PR #378, opened 2025-07-24
BridgeSettler deployment script

e1Ru1o:


sh/common_deploy_bridge_settler.sh
```diff
@@ -0,0 +1,73 @@
...
+declare deploy_bridge_settler_calldata
+deploy_bridge_settler_calldata="$(cast calldata "$deploy_sig" 5 "$bridge_settler_initcode")"
+declare -r deploy_bridge_settler_calldata
+
+if [[ -n "${deployer_address-}" ]] ; then
+    declare -a deploy_calldatas
+    if (( chainid == 534352 )) ; then
+        deploy_calldatas=(
+            0 "$deploy_bridge_settler_calldata" "$deployer_address"
+            1 "$(cast calldata "$multisend_sig" "$(cast concat-hex "${deploy_calldatas[@]}")")" "$multicall_address"
```
duncancmt: what is this delegatecall to the multicall doing? I don't see `deploy_calldatas` getting set beforehand anywhere, so it seems to me that this would just error out

sh/common_deploy_bridge_settler.sh
```diff
@@ -0,0 +1,73 @@
...
+        )
+    else
+        deploy_calldatas+=(
```
duncancmt: do you anticipate more than 1 flavor of bridge Settler? if not, then we probably don't need to be using multicall here. we can just send directly to the deployer

sh/confirm_new_contract.sh
```diff
@@ -121,14 +121,17 @@ cd "$project_root"
...
+
 declare safe_address
 safe_address="$(get_config governance.deploymentSafe)"
 declare -r safe_address
 
 . "$project_root"/sh/common_safe.sh
 . "$project_root"/sh/common_safe_owner.sh
 . "$project_root"/sh/common_wallet_type.sh
-. "$project_root"/sh/common_deploy_settler.sh
+. "$project_root"/sh/common_deploy_"$target_contract".sh
```
duncancmt: oooooooh.... this is extremely dangerous. definitely validate that `"$target_contract"` is an expected value and consider avoiding parameter expansion in `source` statements altogether

sh/deploy_new_contract.sh
```diff
@@ -139,7 +142,7 @@ if [[ $wallet_type != 'frame' ]] ; then
 fi
 
 . "$project_root"/sh/common_safe_deployer.sh
-. "$project_root"/sh/common_deploy_settler.sh
+. "$project_root"/sh/common_deploy_"$target_contract".sh
```
duncancmt: ditto previous comment

sh/deploy_new_contract.sh
```diff
@@ -296,4 +299,4 @@ while (( ${#deploy_calldatas[@]} >= 3 )) ; do
     SAFE_NONCE_INCREMENT=$((${SAFE_NONCE_INCREMENT:-0} + 1))
 done
 
-echo 'Contracts deployed. Run `sh/verify_settler.sh '"$chain_name"'` to verify on Etherscan.' >&2
+echo 'Contracts deployed. Run `sh/verify_'$target_contract'.sh '"$chain_name"'` to verify on Etherscan.' >&2
```
duncancmt: parameter expansion doesn't happen inside single quotes `'`. you have to use double quotes `"` or some other form of escape

sh/confirm_new_contract.sh
e1Ru1o: now taht you mention it, yes, makes sense that it is indeed dangerous and probably a bad practice. Will think about how to do it in a better way

sh/common_deploy_bridge_settler.sh
```diff
@@ -0,0 +1,37 @@
...
+bridge_settler_initcode="$(cast concat-hex "$(jq -Mr .bytecode.object < "$bridge_settler_artifact")" "$constructor_args")"
+declare -r bridge_settler_initcode
+
+declare -r deploy_sig='deploy(uint128,bytes)(address,uint32)'
+
+declare deploy_bridge_settler_calldata
+deploy_bridge_settler_calldata="$(cast calldata "$deploy_sig" 5 "$bridge_settler_initcode")"
+declare -r deploy_bridge_settler_calldata
+
+if [[ -n "${deployer_address-}" ]] ; then
```
duncancmt: what happens if `deployer_address` is unset?

sh/deploy_new_bridge_settler.sh
```diff
@@ -0,0 +1,299 @@
...
+declare signer
+IFS='' read -p 'What address will you submit with?: ' -e -r -i 0xEf37aD2BACD70119F141140f7B5E46Cd53a65fc4 signer
+declare -r signer
+
+. "$project_root"/sh/common_wallet_type.sh
+
+if [[ $wallet_type != 'frame' ]] ; then
+    echo 'This script only works with Frame.sh wallets due to the overly long calldata' >&2
+    exit 1
+fi
```
duncancmt: this is probably not true for bridge settler

sh/deploy_new_bridge_settler.sh
```diff
@@ -0,0 +1,299 @@
...
+    deploy_calldata_length="$(cast to-uint256 $deploy_calldata_length)"
+    deploy_calldata_length="${deploy_calldata_length:2}"
+
+    ## assemble the call to `execTransaction`
+    # we have to do it this awkward way instead of using `cast calldata` because
+    # `$deploy_calldata` is longer than allowed for a command-line argument
+    declare packed_calldata
+    packed_calldata="$(cast concat-hex "$execTransaction_selector" "$(cast to-uint256 "$target")" "$(cast to-uint256 0)" "$(cast to-uint256 320)" "$(cast to-uint256 $operation)" "$(cast to-uint256 0)" "$(cast to-uint256 0)" "$(cast to-uint256 0)" "$(cast to-uint256 "$(cast address-zero)")" "$(cast to-uint256 "$(cast address-zero)")" "$(cast to-uint256 $((320 + 32 + ${#deploy_calldata} / 2)))")""$deploy_calldata_length""$deploy_calldata""$packed_signatures_length""$packed_signatures"
+
+    ## set gas limit and add multiplier/headroom (again mostly for Arbitrum)
```
duncancmt: all of the direct manipulation of the RPC using `jq` and `curl` from here down is not needed if you assume that the calldata is not so excessively long that it can't be passed as a command-line argument. of course, if you don't care to simplify this, you might want to reify this pattern so that you're not having tons of code duplication with the existing script

sh/common_deploy_bridge_settler.sh
e1Ru1o: good one, I was trying to follow what `common_deploy_bridge_settler` does but it probably doesn't make sense here. It seems that if is for deploy new chain script. But well I am just going to fail if unset

e1Ru1o: I don't know, I am going to just remove the `if` for now, there is no way of executing this script without `deployer_address` as all the other scripts that depend on this also depend on `common_safe` which sets `deployer_address`

sh/deploy_new_bridge_settler.sh
e1Ru1o: True, right that you had this issue with Settler after it got too long

sh/deploy_new_bridge_settler.sh
e1Ru1o: Reverted the changes in this commit 2b586d6 where the manipulation was introduced. I mean, reverted it only in the `deploy_new_bridge_settler.sh` script which contains those changes as they were taken from `deploy_new_settler.sh`

sh/common_deploy_bridge_settler.sh
```diff
@@ -0,0 +1,36 @@
...
+
+declare deploy_bridge_settler_calldata
+deploy_bridge_settler_calldata="$(cast calldata "$deploy_sig" 5 "$bridge_settler_initcode")"
+declare -r deploy_bridge_settler_calldata
+
+declare -a deploy_calldatas
+deploy_calldatas=(
+    0 "$deploy_bridge_settler_calldata" "$deployer_address"
+)
+
```
duncancmt: nit: trim trailing whitespace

□ □ □ □ □ □ □

## What the task requires
When a line in the records holds the string "probably", copy that line.

## Exercise output
duncancmt: do you anticipate more than 1 flavor of bridge Settler? if not, then we probably don't need to be using multicall here. we can just send directly to the deployer
e1Ru1o: now taht you mention it, yes, makes sense that it is indeed dangerous and probably a bad practice. Will think about how to do it in a better way
duncancmt: this is probably not true for bridge settler
e1Ru1o: good one, I was trying to follow what `common_deploy_bridge_settler` does but it probably doesn't make sense here. It seems that if is for deploy new chain script. But well I am just going to fail if unset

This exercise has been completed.